Reputation: 339
I need a regular expression that will match groups of characters in a string. Here's an example string:
qwwwwwwwwweeeeerrtyyyyyqqqqwEErTTT
It should match
(match group) "result"
(1) "q"
(2) "wwwwwwwww"
(3) "eeeee"
(4) "rr"
(5) "t"
(6) "yyyyy"
(7) "qqqq"
(8) "w"
(9) "EE"
(10) "r"
(11) "TTT"
after doing some research, this is the best I could come up with
/(.)(\1*)/g
The problem I'm having is that the only way to use the \1
back-reference is to capture the character first.

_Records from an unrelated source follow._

PR #165, opened 2019-10-04
RF: git submodule to subtree for src/hdmf/common/hdmf-common-schema

yarikoptic:
As hinted in https://github.com/NeurodataWithoutBorders/pynwb/issues/1076#issuecomment-536796896 , IMHO git subtree mechanism should be a better fit than submodule for inclusion of `src/hdmf/common/hdmf-common-schema`.

Benefits
- no need for any additional `git submodule` manipulations (so no need for custom procedures to get perspective contributors to read the docs)
- switching between different states/branches of the project with different state of that subtree would not require any additional command

I have used the https://gist.githubusercontent.com/Nikita240/0c98cea8f53a15e69699cd8bc40657c4/raw/84c4020fe9384a0eafd79bf853745af0ded902ed/subtrees.sh helper mentioned on [SO](https://stackoverflow.com/a/44407172) to do that, and then only adjusted CI/docs.

Remaining TODOs (in case you decide to go this route):
- [ ] check if any existing branch needs the same dance and do it there as well
- [ ] extend DOCs on how to update that subtree whenever needed

Feel free to ignore / close.  I just thought to propose  ;)

### DIFF
--- a/.circleci/config.yml
+++ b/.circleci/config.yml
@@ -20,8 +20,6 @@ references:
   ci-steps: &ci-steps
     steps:
       - checkout
-      - run: git submodule sync
-      - run: git submodule update --init
       - run:
           <<: *initialize-venv
       - run:
@@ -67,8 +65,6 @@ references:
   conda-steps: &conda-steps
     steps:
       - checkout
-      - run: git submodule sync
-      - run: git submodule update --init
       - run:
           name: Configure conda
           command: |
@@ -93,8 +89,6 @@ references:
   gallery-steps: &gallery-steps
     steps:
       - checkout
-      - run: git submodule sync
-      - run: git submodule update --init
       - restore_cache:
           keys:
             - ophys-data-cache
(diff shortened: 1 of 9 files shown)


t-b:
I would prefer sticking with submodules.

The major feature of git submodules is that you have completely separate histories and that is not by-design the case for git subtree.

Quoting https://www.atlassian.com/git/tutorials/git-subtree:

> The responsibility of not mixing super and sub-project code in commits lies with you.

oruebel:
Another question is how this will interact with PyNWB and NWB-Schema. I'd prefer to have a consistent strategy fro managing these dependencies across the repos. @ajtritt toughts?

yarikoptic:
> Another question is how this will interact with PyNWB and NWB-Schema

my idea was to introduce similar replacement in PyNWB later if decision here was made to adopt subtree.

yarikoptic:
> I would prefer sticking with submodules.
> 
> The major feature of git submodules is that you have completely separate histories and that is not by-design the case for git subtree.
> 
> Quoting https://www.atlassian.com/git/tutorials/git-subtree:
> 
> > The responsibility of not mixing super and sub-project code in commits lies with you.

FWIW: That is correct. submodules indeed help a bit to effectively avoid creating a "fork" of the submodule/subtree.

rly:
We decided to delay changes in the software process until there is a need.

If I could reference the result of a non capturing group I could solve this problem but after researching I don't think it's possible.
Upvotes: 4
Views: 4422
Reputation: 4078
How about /((.)(\2*))/g
? That way, you match the group as a whole (I'm assuming that that's what you want, and that's what's lacking from the solution you found).
Upvotes: 4
Reputation: 7812
Since you did tag java, I'll give an alternative non-regex solution(I believe in requirements being the end product, not the method by which you get there).
String repeat = "";
char c = '';
for(int i = 0 ; i < s.length() ; i++) {
if(s.charAt(i) == c) {
repeat += c;
} else {
if(!repeat.isEmpty())
doSomething(repeat); //add to an array if you want
c = s.charAt(i);
repeat = "" + c;
}
}
if(!repeat.isEmpty())
doSomething(repeat);
Upvotes: 0
Reputation: 16107
Assuming what @cruncher said as a premise is true: "we want to catch repeating letter groups without knowing beforehand which letter should be repeating" then:
/((a*?+)|(b*?+)|(c*?+)|(d*?+)|(e*?+)|(f*?+)|(g*?+)|(h*?+))/
The above RegEx should allow the capture of repeating letter groups without hardcoding a particular order in which they would occur.
The ?+
is a reluctant possesive quantifier which helps us not waste RAM space by not saving previously valid backtracking cases if the current case is valid.
Upvotes: 1
Reputation: 1669
Looks like you need to use a Matcher in a loop:
Pattern p = Pattern.compile("((.)\\2*)");
Matcher m = p.matcher("qwwwwwwwwweeeeerrtyyyyyqqqqwEErTTT");
while (m.find()) {
System.out.println(m.group(1));
}
Outputs:
q
wwwwwwwww
eeeee
rr
t
yyyyy
qqqq
w
EE
r
TTT
Upvotes: 3